7. The method according to claim 5, characterized in that, The simulation results are determined based on the statistical characteristics of the second counterfactual sequence, including: The statistical characteristics of the second counterfactual sequence are aggregated based on the weight coefficients of each participant to obtain a simulation curve, wherein the simulation curve includes at least a global counterfactual load curve and a new energy consumption curve. Calculate the peak shaving and valley filling rate, renewable energy consumption rate, and user electricity cost change rate based on the statistical characteristics of the second counterfactual sequence; The simulation results are determined based on the simulation curve, the peak shaving and valley filling rate, the renewable energy absorption rate, and the user electricity cost change rate.

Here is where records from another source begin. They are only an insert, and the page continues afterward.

PR #4086, opened 2019-09-24
GEODE-6807: cache adviseUpdate and adviseAllEventsOrCached

mivanac:

### For all changes:

- [] If adding new dependencies to the code, are these dependencies licensed in a way that is compatible for inclusion under [ASF 2.0](http://www.apache.org/legal/resolved.html#category-a)?

### Note:

### DIFF
--- a/geode-core/src/integrationTest/java/org/apache/geode/internal/cache/CacheDistributionAdvisorConcurrentTest.java
+++ b/geode-core/src/integrationTest/java/org/apache/geode/internal/cache/CacheDistributionAdvisorConcurrentTest.java
@@ -61,9 +61,9 @@ public class CacheDistributionAdvisorConcurrentTest {
 
   }
 
+  @Test
   public void getAdviseUpdateForConcurrentUpdateShouldSucceed(
       ParallelExecutor executor) throws Exception {
-
 
     EntryEventImpl event = new EntryEventImpl();
     event.setNewValue(null);
--- a/geode-core/src/integrationTest/java/org/apache/geode/internal/cache/CacheDistributionAdvisorConcurrentTest.java
+++ b/geode-core/src/integrationTest/java/org/apache/geode/internal/cache/CacheDistributionAdvisorConcurrentTest.java
@@ -1,0 +1,105 @@
+/*
+ * Licensed to the Apache Software Foundation (ASF) under one or more contributor license
+ * agreements. See the NOTICE file distributed with this work for additional information regarding
+ * copyright ownership. The ASF licenses this file to You under the Apache License, Version 2.0 (the
+ * "License"); you may not use this file except in compliance with the License. You may obtain a
+ * copy of the License at
+ *
+ * http://www.apache.org/licenses/LICENSE-2.0
+ *
+ * Unless required by applicable law or agreed to in writing, software distributed under the License
+ * is distributed on an "AS IS" BASIS, WITHOUT WARRANTIES OR CONDITIONS OF ANY KIND, either express
+ * or implied. See the License for the specific language governing permissions and limitations under
+ * the License.
+ */
+package org.apache.geode.internal.cache;
+
+
+import static org.apache.geode.test.concurrency.Utilities.availableProcessors;
+import static org.junit.Assert.assertEquals;
+import static org.junit.Assert.assertTrue;
+import static org.mockito.Mockito.mock;
+import static org.mockito.Mockito.when;
+
+import java.net.InetAddress;
+import java.net.UnknownHostException;
+
+import org.junit.Test;
+import org.junit.runner.RunWith;
+
+import org.apache.geode.CancelCriterion;
+import org.apache.geode.cache.Operation;
+import org.apache.geode.distributed.internal.DistributionAdvisor;
+import org.apache.geode.distributed.internal.DistributionManager;
+import org.apache.geode.distributed.internal.membership.InternalDistributedMember;
+import org.apache.geode.distributed.internal.membership.MemberAttributes;
+import org.apache.geode.internal.cache.CacheDistributionAdvisor.CacheProfile;
+import org.apache.geode.test.concurrency.ConcurrentTestRunner;
+import org.apache.geode.test.concurrency.ParallelExecutor;
+
+
+@RunWith(ConcurrentTestRunner.class)
+public class CacheDistributionAdvisorConcurrentTest {
+  private final int count = availableProcessors() * 2;
+
+  @Test
+  public void getAdviseAllEventsOrCachedForConcurrentUpdateShouldSucceed(
+      ParallelExecutor executor) throws Exception {
+
+    DistributionAdvisor advisor = createCacheDistributionAdvisor();
+    CacheProfile profile = createCacheProfile();
+    advisor.putProfile(profile, true);
+
+    executor.inParallel(() -> {
+      ((CacheDistributionAdvisor) advisor).adviseAllEventsOrCached();
+    }, count);
+    executor.execute();
+
+    assertTrue(((CacheDistributionAdvisor) advisor).adviseAllEventsOrCached()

8. The method according to claim 1, characterized in that, Before inputting the simulation results into the multi-agent optimization model to obtain the game result, the method further includes: The initial model of the multi-agent optimization model is determined based on the agent set, the global state space, the action space, local observation space and reward function of each agent, the state transition function and the discount factor. The agent set includes at least the power grid dispatch agent, the user group federated agent and the new energy power station agent. Each agent is configured to only observe the local observation space. By adding the causal regularization term to the reward function of each agent in the initial model, a model to be trained is obtained. The model to be trained is trained based on the collaborative training algorithm to obtain the multi-agent optimized model.

9. The method according to claim 1, characterized in that, The formula for the causal regularization term is expressed as follows: ; ; In the formula, Indicates the causal regularity term. Indicates the total number of negative causal paths. Indicates the first A negative causal path, Indicates the first The activation probability of a negative causal path. Indicates the first The total causal strength of the negative causal path Indicates the first The strength coefficient of the causal edge on a negative causal path. This represents the normalized value of the agent's action corresponding to the starting node of the path.

10. The method according to claim 1, characterized in that, Before determining the federated causal graph network based on electricity market participant data and prior constraints in the electricity sector, the method further includes: Based on 3 The criteria perform outlier removal on the initial data of the participating parties to obtain the first processed data; The first processed data is filled with missing values ​​by using linear interpolation combined with temporal forward padding to obtain the second processed data. The second processed data is standardized based on the Z-score to obtain the participant data.